··· Task inputs ···

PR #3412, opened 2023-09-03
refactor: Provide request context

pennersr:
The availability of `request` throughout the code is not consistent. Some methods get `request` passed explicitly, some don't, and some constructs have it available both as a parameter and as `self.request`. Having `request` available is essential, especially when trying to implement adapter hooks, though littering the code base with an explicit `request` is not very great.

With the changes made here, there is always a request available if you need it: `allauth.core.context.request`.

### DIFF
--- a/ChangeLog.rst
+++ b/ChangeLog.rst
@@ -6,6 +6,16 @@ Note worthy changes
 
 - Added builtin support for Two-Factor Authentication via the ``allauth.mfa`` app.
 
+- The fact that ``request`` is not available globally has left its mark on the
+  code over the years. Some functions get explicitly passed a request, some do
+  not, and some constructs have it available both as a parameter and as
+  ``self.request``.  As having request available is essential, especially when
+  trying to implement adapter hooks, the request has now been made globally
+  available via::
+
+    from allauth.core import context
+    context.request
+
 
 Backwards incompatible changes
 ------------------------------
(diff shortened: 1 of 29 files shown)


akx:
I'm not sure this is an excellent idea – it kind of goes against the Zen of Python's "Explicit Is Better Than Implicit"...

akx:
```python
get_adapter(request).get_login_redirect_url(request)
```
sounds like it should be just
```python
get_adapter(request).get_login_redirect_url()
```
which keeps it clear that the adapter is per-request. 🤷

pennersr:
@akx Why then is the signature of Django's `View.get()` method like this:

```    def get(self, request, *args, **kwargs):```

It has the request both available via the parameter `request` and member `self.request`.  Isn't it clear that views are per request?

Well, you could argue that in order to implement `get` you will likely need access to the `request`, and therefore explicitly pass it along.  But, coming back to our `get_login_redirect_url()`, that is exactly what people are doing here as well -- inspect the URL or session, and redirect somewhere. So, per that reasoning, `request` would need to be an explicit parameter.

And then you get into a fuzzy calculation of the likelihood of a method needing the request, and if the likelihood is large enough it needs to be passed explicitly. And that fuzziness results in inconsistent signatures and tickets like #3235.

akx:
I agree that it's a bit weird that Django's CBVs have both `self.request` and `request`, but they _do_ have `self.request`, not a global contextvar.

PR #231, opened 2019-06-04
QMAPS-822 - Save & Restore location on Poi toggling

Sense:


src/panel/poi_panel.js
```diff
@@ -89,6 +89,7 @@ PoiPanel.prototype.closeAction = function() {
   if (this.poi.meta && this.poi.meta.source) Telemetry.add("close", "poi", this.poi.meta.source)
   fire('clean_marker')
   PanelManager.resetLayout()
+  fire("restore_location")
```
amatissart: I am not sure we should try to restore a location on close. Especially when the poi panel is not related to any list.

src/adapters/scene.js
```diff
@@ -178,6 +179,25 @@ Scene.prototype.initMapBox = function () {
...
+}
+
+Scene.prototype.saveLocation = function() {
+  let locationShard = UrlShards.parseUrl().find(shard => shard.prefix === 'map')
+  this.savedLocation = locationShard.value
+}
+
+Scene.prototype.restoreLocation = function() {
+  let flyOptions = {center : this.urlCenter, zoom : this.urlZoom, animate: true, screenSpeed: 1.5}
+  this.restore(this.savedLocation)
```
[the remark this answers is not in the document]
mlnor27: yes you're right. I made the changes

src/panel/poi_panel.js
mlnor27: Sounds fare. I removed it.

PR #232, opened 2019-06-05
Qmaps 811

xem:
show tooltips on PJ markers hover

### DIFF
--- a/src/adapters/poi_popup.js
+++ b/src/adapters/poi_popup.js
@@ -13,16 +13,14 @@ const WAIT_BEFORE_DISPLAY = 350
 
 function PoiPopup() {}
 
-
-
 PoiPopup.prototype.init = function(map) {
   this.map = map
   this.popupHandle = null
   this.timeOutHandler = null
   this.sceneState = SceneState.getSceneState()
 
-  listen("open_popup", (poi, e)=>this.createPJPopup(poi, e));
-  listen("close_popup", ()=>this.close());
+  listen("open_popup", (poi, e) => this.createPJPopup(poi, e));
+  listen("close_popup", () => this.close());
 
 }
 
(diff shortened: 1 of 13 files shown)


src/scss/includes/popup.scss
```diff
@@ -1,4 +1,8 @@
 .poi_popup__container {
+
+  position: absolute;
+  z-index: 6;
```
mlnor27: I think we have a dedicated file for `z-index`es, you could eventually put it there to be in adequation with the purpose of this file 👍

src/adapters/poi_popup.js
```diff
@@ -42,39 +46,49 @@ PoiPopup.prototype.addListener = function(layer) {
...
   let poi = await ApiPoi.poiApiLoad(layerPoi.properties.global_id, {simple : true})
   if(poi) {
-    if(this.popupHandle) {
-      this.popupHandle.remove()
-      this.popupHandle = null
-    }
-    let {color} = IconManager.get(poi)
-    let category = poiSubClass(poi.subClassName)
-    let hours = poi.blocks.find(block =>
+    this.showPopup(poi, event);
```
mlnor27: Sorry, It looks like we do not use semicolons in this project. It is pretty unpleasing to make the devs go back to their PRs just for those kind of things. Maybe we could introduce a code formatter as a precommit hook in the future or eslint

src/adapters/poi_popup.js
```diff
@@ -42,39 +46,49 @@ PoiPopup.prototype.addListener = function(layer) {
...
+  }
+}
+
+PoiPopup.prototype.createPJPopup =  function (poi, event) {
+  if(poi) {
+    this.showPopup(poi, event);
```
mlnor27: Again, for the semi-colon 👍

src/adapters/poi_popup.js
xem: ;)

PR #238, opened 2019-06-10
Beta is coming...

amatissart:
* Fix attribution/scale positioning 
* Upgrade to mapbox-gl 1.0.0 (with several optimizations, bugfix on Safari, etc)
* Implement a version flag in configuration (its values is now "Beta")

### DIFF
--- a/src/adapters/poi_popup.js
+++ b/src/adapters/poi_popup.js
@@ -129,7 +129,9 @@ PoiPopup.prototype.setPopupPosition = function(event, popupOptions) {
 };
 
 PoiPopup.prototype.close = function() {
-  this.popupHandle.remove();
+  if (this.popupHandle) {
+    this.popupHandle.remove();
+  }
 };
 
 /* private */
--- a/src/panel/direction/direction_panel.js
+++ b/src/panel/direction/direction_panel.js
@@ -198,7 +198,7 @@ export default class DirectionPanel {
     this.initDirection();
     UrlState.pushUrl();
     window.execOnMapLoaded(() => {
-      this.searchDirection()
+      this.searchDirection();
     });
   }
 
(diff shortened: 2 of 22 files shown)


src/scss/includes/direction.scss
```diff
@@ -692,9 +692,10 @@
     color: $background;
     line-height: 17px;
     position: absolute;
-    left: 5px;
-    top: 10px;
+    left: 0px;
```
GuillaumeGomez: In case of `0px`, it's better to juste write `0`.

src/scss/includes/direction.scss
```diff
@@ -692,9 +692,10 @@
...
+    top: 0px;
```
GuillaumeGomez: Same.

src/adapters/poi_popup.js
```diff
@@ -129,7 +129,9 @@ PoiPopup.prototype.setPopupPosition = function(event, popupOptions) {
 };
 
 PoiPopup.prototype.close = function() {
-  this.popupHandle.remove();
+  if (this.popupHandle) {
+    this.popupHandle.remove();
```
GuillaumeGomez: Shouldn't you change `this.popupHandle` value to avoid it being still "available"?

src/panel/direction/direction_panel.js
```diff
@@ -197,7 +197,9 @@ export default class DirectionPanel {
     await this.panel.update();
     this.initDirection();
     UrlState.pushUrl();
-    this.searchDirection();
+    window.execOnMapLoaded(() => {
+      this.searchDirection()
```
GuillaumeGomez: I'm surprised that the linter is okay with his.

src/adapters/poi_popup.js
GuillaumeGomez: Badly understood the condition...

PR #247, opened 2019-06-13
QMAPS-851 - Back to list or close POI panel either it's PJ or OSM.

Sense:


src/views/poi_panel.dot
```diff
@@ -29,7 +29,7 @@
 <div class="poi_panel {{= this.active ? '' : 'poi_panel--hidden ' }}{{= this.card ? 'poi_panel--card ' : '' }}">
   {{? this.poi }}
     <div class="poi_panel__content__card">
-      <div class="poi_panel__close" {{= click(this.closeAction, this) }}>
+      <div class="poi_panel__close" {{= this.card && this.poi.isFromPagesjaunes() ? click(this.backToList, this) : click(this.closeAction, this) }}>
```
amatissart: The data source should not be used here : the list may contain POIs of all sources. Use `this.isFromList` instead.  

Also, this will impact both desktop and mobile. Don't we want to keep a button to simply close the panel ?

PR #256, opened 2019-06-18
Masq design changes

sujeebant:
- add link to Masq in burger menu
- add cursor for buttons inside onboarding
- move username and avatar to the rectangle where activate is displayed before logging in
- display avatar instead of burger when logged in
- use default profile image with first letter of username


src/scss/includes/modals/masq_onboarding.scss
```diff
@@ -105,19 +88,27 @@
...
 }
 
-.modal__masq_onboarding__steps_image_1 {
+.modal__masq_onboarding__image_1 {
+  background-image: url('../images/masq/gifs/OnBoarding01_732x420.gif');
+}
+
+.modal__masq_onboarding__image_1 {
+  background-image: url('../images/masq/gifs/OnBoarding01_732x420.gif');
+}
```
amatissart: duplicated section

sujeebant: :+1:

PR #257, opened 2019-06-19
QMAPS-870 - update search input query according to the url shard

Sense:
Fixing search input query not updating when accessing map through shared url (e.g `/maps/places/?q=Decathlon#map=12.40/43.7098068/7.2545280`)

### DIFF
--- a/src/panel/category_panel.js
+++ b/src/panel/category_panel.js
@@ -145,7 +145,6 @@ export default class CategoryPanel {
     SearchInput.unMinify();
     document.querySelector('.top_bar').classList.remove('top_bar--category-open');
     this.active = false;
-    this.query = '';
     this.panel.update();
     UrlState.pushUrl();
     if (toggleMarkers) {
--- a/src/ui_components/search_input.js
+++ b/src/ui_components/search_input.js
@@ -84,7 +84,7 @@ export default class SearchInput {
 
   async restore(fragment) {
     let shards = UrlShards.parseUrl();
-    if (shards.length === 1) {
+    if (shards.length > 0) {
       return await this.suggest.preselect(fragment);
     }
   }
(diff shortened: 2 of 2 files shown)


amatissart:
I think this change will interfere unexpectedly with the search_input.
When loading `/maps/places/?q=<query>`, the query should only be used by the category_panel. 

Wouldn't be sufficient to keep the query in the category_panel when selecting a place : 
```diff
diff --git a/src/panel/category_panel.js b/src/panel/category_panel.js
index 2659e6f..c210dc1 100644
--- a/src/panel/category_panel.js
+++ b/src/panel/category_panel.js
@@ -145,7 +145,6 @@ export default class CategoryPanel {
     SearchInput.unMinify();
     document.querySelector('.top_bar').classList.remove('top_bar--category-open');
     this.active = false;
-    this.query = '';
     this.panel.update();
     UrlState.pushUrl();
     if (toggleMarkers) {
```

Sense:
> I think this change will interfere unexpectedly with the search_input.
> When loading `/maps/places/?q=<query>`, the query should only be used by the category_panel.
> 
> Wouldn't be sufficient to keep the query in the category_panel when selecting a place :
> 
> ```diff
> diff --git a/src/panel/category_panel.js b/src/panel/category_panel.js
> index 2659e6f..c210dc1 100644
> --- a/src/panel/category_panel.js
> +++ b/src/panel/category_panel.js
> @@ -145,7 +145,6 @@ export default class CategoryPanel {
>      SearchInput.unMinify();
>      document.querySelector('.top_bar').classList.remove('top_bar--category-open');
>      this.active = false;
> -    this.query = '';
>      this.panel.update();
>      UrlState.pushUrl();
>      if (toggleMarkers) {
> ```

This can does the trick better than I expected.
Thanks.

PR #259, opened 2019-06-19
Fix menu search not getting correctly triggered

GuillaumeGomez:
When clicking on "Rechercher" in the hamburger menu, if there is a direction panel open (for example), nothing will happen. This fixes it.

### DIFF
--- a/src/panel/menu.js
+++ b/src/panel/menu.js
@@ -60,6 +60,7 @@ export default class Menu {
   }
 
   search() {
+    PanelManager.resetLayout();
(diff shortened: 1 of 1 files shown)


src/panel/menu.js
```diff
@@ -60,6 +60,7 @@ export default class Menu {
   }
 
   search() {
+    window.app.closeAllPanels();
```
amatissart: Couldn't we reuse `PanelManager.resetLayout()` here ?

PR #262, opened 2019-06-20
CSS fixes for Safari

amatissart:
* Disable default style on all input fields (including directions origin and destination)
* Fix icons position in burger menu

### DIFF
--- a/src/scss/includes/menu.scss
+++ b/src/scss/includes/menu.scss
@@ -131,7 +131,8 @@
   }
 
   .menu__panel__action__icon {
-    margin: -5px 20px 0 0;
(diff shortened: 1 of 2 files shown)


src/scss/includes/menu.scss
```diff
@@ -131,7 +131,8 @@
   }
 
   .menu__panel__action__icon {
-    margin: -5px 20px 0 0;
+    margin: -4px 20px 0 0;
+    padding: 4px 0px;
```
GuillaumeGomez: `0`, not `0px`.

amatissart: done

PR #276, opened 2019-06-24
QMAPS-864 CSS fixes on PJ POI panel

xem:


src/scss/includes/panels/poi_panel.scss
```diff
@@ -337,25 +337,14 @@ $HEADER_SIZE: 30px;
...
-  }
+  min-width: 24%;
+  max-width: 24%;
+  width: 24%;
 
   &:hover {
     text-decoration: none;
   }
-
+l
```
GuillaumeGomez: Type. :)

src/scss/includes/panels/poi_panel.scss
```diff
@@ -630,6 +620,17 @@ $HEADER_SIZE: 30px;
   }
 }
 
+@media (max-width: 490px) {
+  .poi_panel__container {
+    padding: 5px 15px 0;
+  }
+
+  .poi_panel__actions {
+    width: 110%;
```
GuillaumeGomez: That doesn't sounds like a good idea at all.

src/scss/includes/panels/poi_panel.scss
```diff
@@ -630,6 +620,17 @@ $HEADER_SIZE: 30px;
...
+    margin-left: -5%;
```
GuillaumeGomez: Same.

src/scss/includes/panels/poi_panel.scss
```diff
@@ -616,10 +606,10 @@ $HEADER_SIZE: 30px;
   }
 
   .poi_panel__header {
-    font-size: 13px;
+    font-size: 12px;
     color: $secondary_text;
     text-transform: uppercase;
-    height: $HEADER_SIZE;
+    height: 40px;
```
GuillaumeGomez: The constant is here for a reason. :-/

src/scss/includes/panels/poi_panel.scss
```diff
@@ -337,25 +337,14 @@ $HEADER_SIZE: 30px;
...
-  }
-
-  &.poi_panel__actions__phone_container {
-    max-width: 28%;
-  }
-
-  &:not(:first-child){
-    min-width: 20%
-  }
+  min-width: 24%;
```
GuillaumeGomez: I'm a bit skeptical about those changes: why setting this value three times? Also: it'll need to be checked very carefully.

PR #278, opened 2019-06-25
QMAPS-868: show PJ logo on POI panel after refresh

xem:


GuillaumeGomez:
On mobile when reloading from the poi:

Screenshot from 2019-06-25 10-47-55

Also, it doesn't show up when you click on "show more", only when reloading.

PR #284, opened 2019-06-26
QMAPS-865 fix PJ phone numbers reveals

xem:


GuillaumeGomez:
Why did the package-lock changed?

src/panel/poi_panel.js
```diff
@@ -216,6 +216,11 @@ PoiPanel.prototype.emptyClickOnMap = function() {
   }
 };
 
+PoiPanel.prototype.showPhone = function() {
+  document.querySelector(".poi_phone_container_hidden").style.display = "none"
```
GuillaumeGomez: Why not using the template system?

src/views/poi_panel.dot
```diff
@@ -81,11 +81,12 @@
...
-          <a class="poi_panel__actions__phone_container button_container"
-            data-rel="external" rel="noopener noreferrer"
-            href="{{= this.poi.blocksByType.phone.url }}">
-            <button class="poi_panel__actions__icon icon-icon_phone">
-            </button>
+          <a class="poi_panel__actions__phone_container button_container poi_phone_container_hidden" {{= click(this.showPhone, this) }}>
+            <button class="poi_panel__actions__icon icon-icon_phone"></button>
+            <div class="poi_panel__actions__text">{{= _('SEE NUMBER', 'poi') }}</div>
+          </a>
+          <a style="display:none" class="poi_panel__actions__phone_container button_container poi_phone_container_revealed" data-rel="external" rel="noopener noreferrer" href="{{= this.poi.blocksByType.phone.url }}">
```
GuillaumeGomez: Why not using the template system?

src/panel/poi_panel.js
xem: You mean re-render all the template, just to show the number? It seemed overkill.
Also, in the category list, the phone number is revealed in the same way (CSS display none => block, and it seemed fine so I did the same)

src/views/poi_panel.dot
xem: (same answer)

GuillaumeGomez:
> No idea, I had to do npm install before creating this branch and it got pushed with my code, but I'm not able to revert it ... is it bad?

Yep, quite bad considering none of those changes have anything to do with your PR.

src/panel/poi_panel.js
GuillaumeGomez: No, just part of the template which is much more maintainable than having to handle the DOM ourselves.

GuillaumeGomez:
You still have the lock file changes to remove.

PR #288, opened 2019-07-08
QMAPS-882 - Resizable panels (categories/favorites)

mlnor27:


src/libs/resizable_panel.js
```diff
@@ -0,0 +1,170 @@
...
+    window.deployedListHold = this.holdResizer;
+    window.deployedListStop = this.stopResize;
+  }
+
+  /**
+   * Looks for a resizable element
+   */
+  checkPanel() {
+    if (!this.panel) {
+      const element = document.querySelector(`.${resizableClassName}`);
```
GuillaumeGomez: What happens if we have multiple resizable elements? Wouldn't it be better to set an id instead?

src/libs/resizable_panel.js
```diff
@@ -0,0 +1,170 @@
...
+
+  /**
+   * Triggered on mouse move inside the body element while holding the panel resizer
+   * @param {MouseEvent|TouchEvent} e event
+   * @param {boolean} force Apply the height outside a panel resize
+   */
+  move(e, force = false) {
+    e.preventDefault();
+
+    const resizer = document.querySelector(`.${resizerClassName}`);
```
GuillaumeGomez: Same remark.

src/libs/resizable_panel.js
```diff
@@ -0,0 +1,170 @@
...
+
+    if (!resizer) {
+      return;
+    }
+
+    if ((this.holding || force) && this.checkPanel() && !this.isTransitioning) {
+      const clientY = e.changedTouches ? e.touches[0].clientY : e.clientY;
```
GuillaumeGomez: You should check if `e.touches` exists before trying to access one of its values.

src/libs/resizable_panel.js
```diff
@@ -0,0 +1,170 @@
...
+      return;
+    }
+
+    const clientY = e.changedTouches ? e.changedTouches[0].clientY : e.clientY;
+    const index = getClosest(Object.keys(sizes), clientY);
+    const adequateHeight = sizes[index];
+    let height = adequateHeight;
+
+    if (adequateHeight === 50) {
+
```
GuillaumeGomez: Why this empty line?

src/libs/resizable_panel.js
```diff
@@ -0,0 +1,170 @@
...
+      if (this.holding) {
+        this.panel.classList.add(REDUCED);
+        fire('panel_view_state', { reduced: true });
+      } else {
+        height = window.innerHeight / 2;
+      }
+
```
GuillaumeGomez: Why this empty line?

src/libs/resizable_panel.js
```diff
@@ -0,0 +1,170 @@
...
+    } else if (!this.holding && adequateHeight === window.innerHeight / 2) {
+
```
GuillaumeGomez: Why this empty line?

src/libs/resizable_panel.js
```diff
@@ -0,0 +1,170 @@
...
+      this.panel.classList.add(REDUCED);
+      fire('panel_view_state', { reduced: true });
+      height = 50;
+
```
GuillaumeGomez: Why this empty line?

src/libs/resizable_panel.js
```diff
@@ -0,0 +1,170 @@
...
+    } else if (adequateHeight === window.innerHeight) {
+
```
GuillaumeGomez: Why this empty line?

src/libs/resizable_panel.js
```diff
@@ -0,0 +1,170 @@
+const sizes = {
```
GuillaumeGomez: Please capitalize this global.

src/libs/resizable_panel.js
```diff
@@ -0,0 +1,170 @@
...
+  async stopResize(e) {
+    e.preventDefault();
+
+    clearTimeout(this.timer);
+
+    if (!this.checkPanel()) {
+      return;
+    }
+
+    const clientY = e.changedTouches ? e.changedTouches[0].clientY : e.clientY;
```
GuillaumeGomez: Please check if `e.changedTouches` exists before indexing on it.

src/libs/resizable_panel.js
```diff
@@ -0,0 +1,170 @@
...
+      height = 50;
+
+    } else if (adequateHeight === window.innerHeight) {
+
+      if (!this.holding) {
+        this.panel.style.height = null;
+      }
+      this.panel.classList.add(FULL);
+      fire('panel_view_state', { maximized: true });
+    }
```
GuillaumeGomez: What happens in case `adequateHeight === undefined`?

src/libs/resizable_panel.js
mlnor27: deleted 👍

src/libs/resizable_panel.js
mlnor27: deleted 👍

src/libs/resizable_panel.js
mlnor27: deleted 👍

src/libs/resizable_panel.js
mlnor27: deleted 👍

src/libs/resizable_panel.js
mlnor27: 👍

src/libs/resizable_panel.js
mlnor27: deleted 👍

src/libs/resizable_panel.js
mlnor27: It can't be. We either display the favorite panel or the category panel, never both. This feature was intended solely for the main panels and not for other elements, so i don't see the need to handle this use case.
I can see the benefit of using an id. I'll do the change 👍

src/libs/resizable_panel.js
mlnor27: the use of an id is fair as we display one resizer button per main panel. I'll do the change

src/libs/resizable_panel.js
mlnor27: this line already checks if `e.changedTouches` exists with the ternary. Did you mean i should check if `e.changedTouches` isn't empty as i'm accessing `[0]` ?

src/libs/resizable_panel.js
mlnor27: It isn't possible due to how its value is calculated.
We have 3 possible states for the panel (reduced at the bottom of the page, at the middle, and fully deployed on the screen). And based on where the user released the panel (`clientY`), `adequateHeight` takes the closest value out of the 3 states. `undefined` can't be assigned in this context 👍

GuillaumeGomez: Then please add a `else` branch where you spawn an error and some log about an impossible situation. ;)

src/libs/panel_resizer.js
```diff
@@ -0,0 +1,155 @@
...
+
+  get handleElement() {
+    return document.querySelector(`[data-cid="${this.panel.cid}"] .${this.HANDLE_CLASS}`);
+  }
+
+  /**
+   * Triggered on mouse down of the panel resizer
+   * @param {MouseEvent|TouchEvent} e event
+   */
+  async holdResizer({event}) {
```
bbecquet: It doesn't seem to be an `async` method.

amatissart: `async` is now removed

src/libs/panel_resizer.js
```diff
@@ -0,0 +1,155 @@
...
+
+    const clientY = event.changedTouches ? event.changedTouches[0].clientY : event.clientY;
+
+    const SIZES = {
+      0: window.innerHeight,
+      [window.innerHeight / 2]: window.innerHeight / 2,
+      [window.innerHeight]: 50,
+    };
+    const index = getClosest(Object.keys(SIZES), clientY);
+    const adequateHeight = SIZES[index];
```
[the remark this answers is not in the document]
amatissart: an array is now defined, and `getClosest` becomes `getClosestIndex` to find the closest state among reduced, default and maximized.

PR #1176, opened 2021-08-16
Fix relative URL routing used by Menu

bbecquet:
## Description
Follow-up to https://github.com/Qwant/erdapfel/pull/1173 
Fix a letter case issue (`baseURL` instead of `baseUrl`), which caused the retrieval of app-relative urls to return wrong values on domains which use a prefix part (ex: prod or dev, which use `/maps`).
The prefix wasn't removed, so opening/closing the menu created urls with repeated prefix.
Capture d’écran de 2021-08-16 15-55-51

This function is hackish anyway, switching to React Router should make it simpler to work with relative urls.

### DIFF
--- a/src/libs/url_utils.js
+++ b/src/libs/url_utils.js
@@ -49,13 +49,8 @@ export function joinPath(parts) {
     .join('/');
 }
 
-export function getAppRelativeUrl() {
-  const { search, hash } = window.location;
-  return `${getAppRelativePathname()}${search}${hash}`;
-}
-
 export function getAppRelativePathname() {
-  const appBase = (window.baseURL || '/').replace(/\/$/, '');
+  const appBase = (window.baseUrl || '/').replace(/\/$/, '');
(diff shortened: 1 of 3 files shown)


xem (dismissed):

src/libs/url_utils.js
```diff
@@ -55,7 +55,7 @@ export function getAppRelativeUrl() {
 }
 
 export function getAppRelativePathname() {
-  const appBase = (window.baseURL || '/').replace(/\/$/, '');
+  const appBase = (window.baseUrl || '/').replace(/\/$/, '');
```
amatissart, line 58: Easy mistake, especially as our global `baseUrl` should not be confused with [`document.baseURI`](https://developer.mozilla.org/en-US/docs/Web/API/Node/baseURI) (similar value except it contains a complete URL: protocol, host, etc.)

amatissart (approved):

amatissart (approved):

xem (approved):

···

#### Exercise
Of the lines above, copy each that contains "querySelector".

#### Output
     document.querySelector('.top_bar').classList.remove('top_bar--category-open');
     document.querySelector('.top_bar').classList.remove('top_bar--category-open');
>      document.querySelector('.top_bar').classList.remove('top_bar--category-open');
+  document.querySelector(".poi_phone_container_hidden").style.display = "none"
+      const element = document.querySelector(`.${resizableClassName}`);
+    const resizer = document.querySelector(`.${resizerClassName}`);
+    return document.querySelector(`[data-cid="${this.panel.cid}"] .${this.HANDLE_CLASS}`);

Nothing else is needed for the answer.